Here, there, everywhere, lights shone from thousands of windows. How different were the scenes behind those windows! There were windows of homes, of offices, of hospitals and jails. Each hid a story of life.

So absorbed was the little French girl in all these things as she sat there in the shadow of a chimney, she did not note that a trap door a hundred feet away had lifted silently, allowed a dark figure to pass, then as silently closed. Had she noted this she must surely have thought the person some robber escaping with his booty. She would, beyond doubt, have fled to her own trap door and vanished.
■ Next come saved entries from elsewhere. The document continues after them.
PR #504, opened 2026-02-18
fix: handle LFM2/Mamba hybrid layers in _get_vllm_state_dict for fast_inference

devchilll:
## Summary
Fixes `UnboundLocalError` in `_get_vllm_state_dict` when using `fast_inference=True` with LFM2/Mamba hybrid models, e.g., `LiquidAI/LFM2.5-1.2B-Thinking`

## Problem
When loading LFM2 models with `fast_inference=True`, `_get_vllm_state_dict` crashes with:
```
UnboundLocalError: cannot access local variable 'prefix'
```
This happens because the layer iteration loop only handles `self_attn` and `cross_attn` layer types. LFM2 is a hybrid architecture with **short convolution layers** that have neither attribute, so `prefix` is never assigned. Additionally, LFM2 uses different naming conventions: `out_proj` instead of `o_proj`, `feed_forward.w1/w2/w3` instead of `mlp.gate_proj/up_proj/down_proj`, `embedding_norm` instead of `norm`

## Fix
- Added `short_conv` branch to extract conv `in_proj`, `out_proj`, and `conv` weights from non-attention layers
- Moved `o_proj`, `out_proj` extraction inside each attention branch so conv layers don't crash..
- Added conditional MLP extraction: `mlp` path (standard) vs `feed_forward` path w LFM2 w1/w2/w3
- Handle `embedding_norm` (LFM2) alongside `norm` (standard) for final model norm
- Added LFM2 layer templates to `get_model_layer_config` for HF model reconstruction

## Changes
- `vllm_utils.py`: `_get_vllm_state_dict`
- `empty_model.py`: `get_model_layer_config` && `set_additional_modules`

Related: unslothai/unsloth#4073

CC @danielhanchen @Datta0


unsloth_zoo/empty_model.py
```diff
@@ -539,6 +546,17 @@ def get_model_layer_config(return_non_layered=True):
...
             "model.layers.{kk}.mlp.gate_up_proj", # for extracting from vLLM (phi3 architecture)
             "model.layers.{kk}.mlp.down_proj",
+
+            # LFM2 hybrid model layers (attention + short convolution)
+            "model.layers.{kk}.self_attn.out_proj",  # LFM2 attention uses out_proj instead of o_proj
+            "model.layers.{kk}.self_attn.q_layernorm",
+            "model.layers.{kk}.self_attn.k_layernorm",
+            "model.layers.{kk}.conv.in_proj",
+            "model.layers.{kk}.conv.out_proj",
+            "model.layers.{kk}.conv.conv",
```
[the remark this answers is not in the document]
devchilll: Good catch. updated. removed `conv.conv`

unsloth_zoo/empty_model.py
```diff
@@ -539,6 +546,17 @@ def get_model_layer_config(return_non_layered=True):
             "model.layers.{kk}.mlp.up_proj",
             "model.layers.{kk}.mlp.gate_up_proj", # for extracting from vLLM (phi3 architecture)
             "model.layers.{kk}.mlp.down_proj",
+
+            # LFM2 hybrid model layers (attention + short convolution)
+            "model.layers.{kk}.self_attn.out_proj",  # LFM2 attention uses out_proj instead of o_proj
+            "model.layers.{kk}.self_attn.q_layernorm",
+            "model.layers.{kk}.self_attn.k_layernorm",
```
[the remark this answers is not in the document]
devchilll: good catch. done.

unsloth_zoo/vllm_utils.py
```diff
@@ -1160,9 +1219,15 @@ def _is_fused_module(name: str) -> bool:
...
-    quant_state_dict[norm_prefix] = state_dict[norm_prefix]
+    # LFM2 uses embedding_norm instead of norm
+    if hasattr(vllm_text_model, "norm"):
+        norm_prefix = f"{vllm_text_model_prefix}.norm.weight"
+        state_dict[norm_prefix] = vllm_text_model.norm.weight.data
+        quant_state_dict[norm_prefix] = state_dict[norm_prefix]
+    elif hasattr(vllm_text_model, "embedding_norm"):
+        norm_prefix = f"{vllm_text_model_prefix}.embedding_norm.weight"
+        state_dict[norm_prefix] = vllm_text_model.embedding_norm.weight.data
+        quant_state_dict[norm_prefix] = state_dict[norm_prefix]
```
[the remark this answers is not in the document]
devchilll: low key valid but in this case there are only 2 conditions... doesn't make much diff imho but could also update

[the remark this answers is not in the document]
devchilll: atually I think keep as is - would be more readable so gonna reject this gemini code comment

unsloth_zoo/vllm_utils.py
```diff
@@ -1118,22 +1127,72 @@ def _is_fused_module(name: str) -> bool:
...
+            # HF expects nn.Conv1d weight with same shape (hidden, 1, kernel) for depthwise conv
+            conv_module = short_conv.conv
+            conv_weight = getattr(conv_module, "base_layer", conv_module).weight
+            conv_weight.requires_grad_(False)
+            state_dict[f"{conv_prefix}.conv.weight"] = conv_weight
+            quant_state_dict[f"{conv_prefix}.conv.weight"] = conv_weight
+            # Handle conv bias if present
+            conv_bias = getattr(conv_module, "bias", None)
+            if conv_bias is None:
+                conv_bias = getattr(getattr(conv_module, "base_layer", conv_module), "bias", None)
```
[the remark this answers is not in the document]
devchilll: done

unsloth_zoo/vllm_utils.py
```diff
@@ -1118,22 +1127,72 @@ def _is_fused_module(name: str) -> bool:
             get_state_dict(f"{prefix}.q_proj", 0, state_dict, q_proj)
             get_state_dict(f"{prefix}.k_proj", 1, state_dict, kv_proj)
             get_state_dict(f"{prefix}.v_proj", 2, state_dict, kv_proj)
+            get_state_dict(f"{prefix}.o_proj", 0, state_dict, o_proj)
+
+        elif hasattr(layer, "short_conv"):
```
Datta0: We have similar processing for conv layers [in here](https://github.com/unslothai/unsloth-zoo/blob/e120cac148bbc557a0040d100f16b49d3f77bf8d/unsloth_zoo/empty_model.py#L852) Can we put this there?
This function is specifically for LLMs and we'd like to keep it clean that way

unsloth_zoo/vllm_utils.py
```diff
@@ -1107,6 +1106,16 @@ def _is_fused_module(name: str) -> bool:
                 get_state_dict(f"{prefix}.q_proj", 0, state_dict, qkv_proj)
                 get_state_dict(f"{prefix}.k_proj", 1, state_dict, qkv_proj)
                 get_state_dict(f"{prefix}.v_proj", 2, state_dict, qkv_proj)
+
+            # Extract o_proj or out_proj depending on model architecture
+            # LFM2 uses out_proj, most other models use o_proj
+            if hasattr(layer.self_attn, "o_proj"):
```
Datta0: All this branching looks way too much for a single model. Can you please think of a simpler way that preferably doesn't disturb a lot of existing code?

Datta0 (commented):
Hey @devchilll thanks for your contributions. A few comments 

Also we'd like you to run [this function](https://github.com/unslothai/unsloth-zoo/blob/e120cac148bbc557a0040d100f16b49d3f77bf8d/unsloth_zoo/vllm_utils.py#L2901) on both the new model (LFM in this case) and older models like llama, qwen (and VL), gemma (text and vision) to ensure that we are not breaking anything?

unsloth_zoo/vllm_utils.py
devchilll: Thanks for the feedback! -- the branching is getting heavy. I'll move the `short_conv` extraction into a helper function `_extract_short_conv_layer()` to keep the main loop clean. however, the branching itself is necessary because LFM2 layers are architecturally distinct cause its attention vs convolution, but this will make `_get_vllm_state_dict` much more readable. wdyt?

unsloth_zoo/vllm_utils.py
devchilll: super valid! like mentioned in the reply above, I think moving conv to some helper function would make code look leaner. Else the added support for this new model category will indeed add more if else conditions.  Will verify with test() as suggested to make sure the foundamental things don't break.

devchilll: Turns out that my macbook pro supports torch up to 2.2.2 cause its on intel chips... I gotta find a cloud instance or something that supports torch 2.4.0 or above to install unsloth-zoo locally

Datta0: You can try on google colab.

gaztrabisme: @devchilll Hey there, I just got back from holidays. Thanks for opening this PR! Btw I got GPU, do you need testing anything?

Datta0:
Hey @devchilll , we'd ideally appreciate if you can find a cleaner or simpler way to handle this instead of doing `if else` everywhere that too only for one model

unsloth_zoo/vllm_utils.py
devchilll: The other way around, is to add a if else condition at the beginning and like separate the path for LFM2. So this makes the LFM2 a special case, and then leaves everything else (every other path) untouched. This `if lfm2?` check will happen before the `for kk in range(len(vllm_text_model.layers)):` for loop for other models.

devchilll: @gaztrabisme any ideas?

devchilll (commented):
## Refactor
Moved all LFM2-specific logic out of the main `_get_vllm_state_dict` loop into a dedicated `_extract_lfm2_layer` function. The main loop now uses an outer if `model_type == "lfm2" / else` dispatch so: 

- LFM2 gets its own clean loop calling `_extract_lfm2_layer`
- The standard model loop body is unchanged from main (just re-indented)
- Zero `elif hasattr(...)` branches for LFM2 polluting the standard path

Easy to add other hybrid architectures (e.g. Mamba, RWKV) the same way later

Also extracted `_extract_short_conv_layer` as a helper for the conv layer weight extraction.

## Bug Fixes 

- Conv `in_proj `weight shape mismatch
-  LoRA registration fails on conv modules
-  `lm_head.weight` not initialized warning - No code change needed. 

CC @Datta0 @gaztrabisme

unsloth_zoo/vllm_utils.py
devchilll: @gaztrabisme  yes! did 1) refactor 2) bug fixes 3) sync to head. Plz help test and also feel free to edit files. thanks

unsloth_zoo/empty_model.py
```diff
@@ -442,10 +442,37 @@ def set_embedding(module, embed_tokens_key, pad_token_id, requires_grad=False):
...
+        norm = torch.nn.Parameter(norm, requires_grad = False)
+        language_model.norm.weight = norm
+    elif embedding_norm_key in quant_state_dict:
+        norm = quant_state_dict[embedding_norm_key]
+        norm = torch.nn.Parameter(norm, requires_grad = False)
+        language_model.embedding_norm.weight = norm
+
+    # LFM2 conv.conv weights — must be assigned directly to preserve nn.Conv1d module type
+    # (standard_layers uses nn.Linear for all entries, which would break Conv1d)
+    text_config_tmp = getattr(config, "text_config", config)
```
Datta0: I'd recommend having a function like `_extract_lfm2_layer` to deal with these differences

unsloth_zoo/vllm_utils.py
```diff
@@ -1088,65 +1171,72 @@ def _is_fused_module(name: str) -> bool:
...
-        if hasattr(layer, "self_attn"):
-            prefix = f"{vllm_text_model_prefix}.layers.{kk}.self_attn"
-            qkv_proj = layer.self_attn.qkv_proj
-            o_proj = layer.self_attn.o_proj
-
-            use_fused_qkv = _is_fused_module("qkv_proj")
-            if use_fused_qkv:
-                # For some model types like phi3 vllm will expect fused qkv (e.g. Phi3, Phi3.5-mini-instruct, Phi4-mini-instruct)
+    if model_type == "lfm2":
+        for kk in range(len(vllm_text_model.layers)):
```
Datta0: I'd say 
```
for kk ...:
  if lfm: extract_lfm; return
  rest of the code with no `else`
```
is perhaps better?

unsloth_zoo/vllm_utils.py
```diff
@@ -1868,6 +1964,12 @@ def load_vllm(
             f"This may cause an out-of-memory crash with standby mode. Consider lowering gpu_memory_utilization."
         )
 
+    # LFM2 conv modules are not BaseLayerWithLoRA — disable LoRA to avoid
+    # AssertionError during LoRA registration in vLLM's create_lora_manager.
+    if getattr(config, "model_type", "") == "lfm2":
```
Datta0, line 1969: Wait on, if we disable LoRA whats the point of this anymore?

unsloth_zoo/empty_model.py
gaztrabisme: On it, will push a commit shortly.

unsloth_zoo/vllm_utils.py
gaztrabisme: Makes sense, will switch to early-return style.

unsloth_zoo/vllm_utils.py
gaztrabisme: Sorry, I let Claude Code run amok on that fix. Looked into it properly — vLLM's `Lfm2ForCausalLM` doesn't define `supported_lora_modules` at all, so LoRA isn't supported for LFM2 in vLLM yet. `enable_lora = False` just avoids the crash. We could open a PR on vLLM to add LoRA support for LFM2 — @devchilll want to work on that together?

gaztrabisme: Update: turns out vLLM already merged LoRA support for LFM2 (vllm-project/vllm#34921, merged Feb 20). It's not in any release yet (our 0.11.2 doesn't have it), but once Unsloth upgrades vLLM we can drop the `enable_lora = False` guard. So no action needed from us — just a version bump down the line.

unsloth_zoo/vllm_utils.py
devchilll: @Datta0 No. You can't do early return right there because there's common code after the `for kk` loop. the latest commit of the `for kk: if lfm, extract lfm layer, continue;` does make sense in turns of extracting layers correctly.

danielhanchen:
Confirmed the gap is still there on main, where the layer loop in vllm_utils.py only handles self_attn and cross_attn and empty_model.py indexes model.norm.weight unconditionally, so LFM2 conv layers break extraction. Could you rebase onto current main (that loop now has _unwrap_tensor and the shared-KV handling) and fold the conv reconstruction into the existing conv path in empty_model.py rather than a separate LFM2 setter? Note #531 covers the same ground, so it is worth agreeing which branch carries this.

danielhanchen:
Confirmed main still has no LFM2 handling in unsloth_zoo/vllm_utils.py or empty_model.py, so the conv/feed_forward/embedding_norm extraction here does fill a real gap, and #565 looks like the same prefix crash on NemotronH which this does not cover. Note #531 is open covering the same ground, so could you check it against yours and keep the LFM2 branch as narrow as possible so the standard loop stays untouched?

danielhanchen:
Confirmed the loop in unsloth_zoo/vllm_utils.py still only assigns `prefix` for self_attn and cross_attn layers, so the conv layers in LFM2 do break there, and the GPU run posted here is useful evidence. There is an overlapping branch in #531 doing the same job, so let us settle which one we take before another round of changes here.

Since she did not see the intruder upon her reveries, she continued to drink in the crisp fresh air of night and to sit musing over the strangeness of life.

Some moments later she was startled by one long-drawn musical note, it seemed to have come from a violin, and that not far away. Before she could cry out or flee, there came to her startled ears, played exquisitely on a violin, the melodious notes of O Sole Mio.

To her vexation and terror, at that moment the moon passed behind a cloud and all the roof was dark. Still the music did not cease.

Awed by the strangeness of it all, captivated by that marvelous music played in a place so strange, Jeanne sat as one entranced until the last note had died away.

“There, my pretty ones!” said a voice with startling distinctness, “how do you like that? Not so bad, eh?”

There was something of a reply. It was, however, too indistinct to be understood.

“Could anything be stranger?” Jeanne asked herself. She knew that the voice was that of a young man, or perhaps a boy. She felt that perhaps she should proceed to vanish.

“But how can I?” she whispered, “and leave all this mystery unsolved?”